Limitations and Future Work: The authors acknowledge three primary constraints: (1) reduced detection accuracy during prolonged quiet periods, leading to false negatives; (2) sensitivity to low‑quality or heavily compressed audio streams; (3) the event taxonomy is rugby‑specific, requiring adaptation for other sports. Planned extensions include (a) multimodal fusion with video and textual cues to improve robustness, (b) model compression and quantization for deployment on edge devices, and (c) transfer‑learning strategies to generalize the acoustic event detector across football, basketball, and other broadcast sports.

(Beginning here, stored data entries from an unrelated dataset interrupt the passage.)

PR #102, opened 2024-05-16
Poll FIL events, populate daily_reward_transfers table, reformat endpoint handling

PatrickNercessian:
Related to https://github.com/filecoin-station/spark-evaluate/pull/219

Roadmap links:
* https://github.com/filecoin-station/roadmap/issues/97
* https://github.com/filecoin-station/roadmap/issues/106


bajtos:
@PatrickNercessian I have the new monorepo layout with a new `spark-observer` service almost ready for you, see https://github.com/filecoin-station/spark-stats/pull/120.

There is one more improvement I'd like to implement before I hand this over to you: connect spark-observer to `spark-stats` database and setup a framework for running DB schema migration scripts. I hope to get it done later today.

bin/spark-stats.js
```diff
@@ -50,3 +55,40 @@ console.log('Starting the http server on host %j port %s', HOST, PORT)
...
+  contract: ieContract,
+  provider,
+  rpcUrl: RPC_URL,
+  rpcHeaders
+})
+for await (const event of it) {
+  if (event.name === 'Transfer') {
+    await onTransfer(...event.args)
+  }
+}
```
bajtos, line 94: Please revert changes in this file. The necessary infrastructure should be already prepared for you in https://github.com/filecoin-station/spark-stats/blob/1c069bac5a87de7b2ea58f395bb338f9abe67947/observer/bin/spark-observer.js. Feel free to make any adjustments in that file as needed.

lib/config.js
```diff
@@ -1,3 +1,25 @@
...
+if (RPC_URL.includes('glif')) {
+  rpcHeaders.Authorization = `Bearer ${GLIF_TOKEN}`
+}
+
+export {
+  IE_CONTRACT_ADDRESS,
+  RPC_URL,
+  DATABASE_URL,
+  rpcHeaders
+}
```
bajtos, line 25: It's a good idea to have `lib/config.js`, please move this new code to `observer/lib/config.js` and clean up `observer/bin/spark-observer.js` accordingly.

lib/platform-stats-generator.js
bajtos, line 1: This file should go to `observer/lib/`

test/platform-stats-generator.test.js
bajtos, line 1: This file should go to `observer/test/`

PatrickNercessian:
The functionality of actually checking the blockchain and getting the events is currently untested. I'd like to create a simple dry run script to test it before opening this PR

observer/bin/spark-observer.js
```diff
@@ -62,9 +48,23 @@ await pgPool.query('SELECT 1')
...
+      updateDailyFilStats(
+        pgPool,
+        {
+          to_address: event.args.to,
+          amount: event.args.amount,
+          blockNumber: event.blockNumber
+        }
+      )
+    }
+  })
```
PatrickNercessian, line 70: Also, because I made the switch to use queryFilter instead of "on", this is now a one-time call, instead of a continuously listening action, which is wrong as-is.

We need to either run this script on a schedule (e.g. once daily), or we need to run a schedule within this script's execution)

PatrickNercessian: I think we can do cron jobs using Fly IO config. https://fly.io/docs/machines/flyctl/fly-machine-run/#start-a-machine-on-a-schedule

 What do we think about that?  @juliangruber @bajtos

juliangruber: I'd prefer to run something like

```js
while (true) {
  await run()
  await sleep(ONE_HOUR)
}
```

This way we use less platform features, and own the iteration logic

observer/bin/spark-observer.js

Conclusion: By demonstrating that high‑quality highlights can be generated solely from acoustic cues, the paper establishes a cost‑effective, language‑agnostic alternative to existing video‑centric pipelines. The approach not only reduces computational overhead but also sidesteps licensing and subtitle‑translation challenges, offering a scalable solution for global sports broadcasters seeking automated highlight production.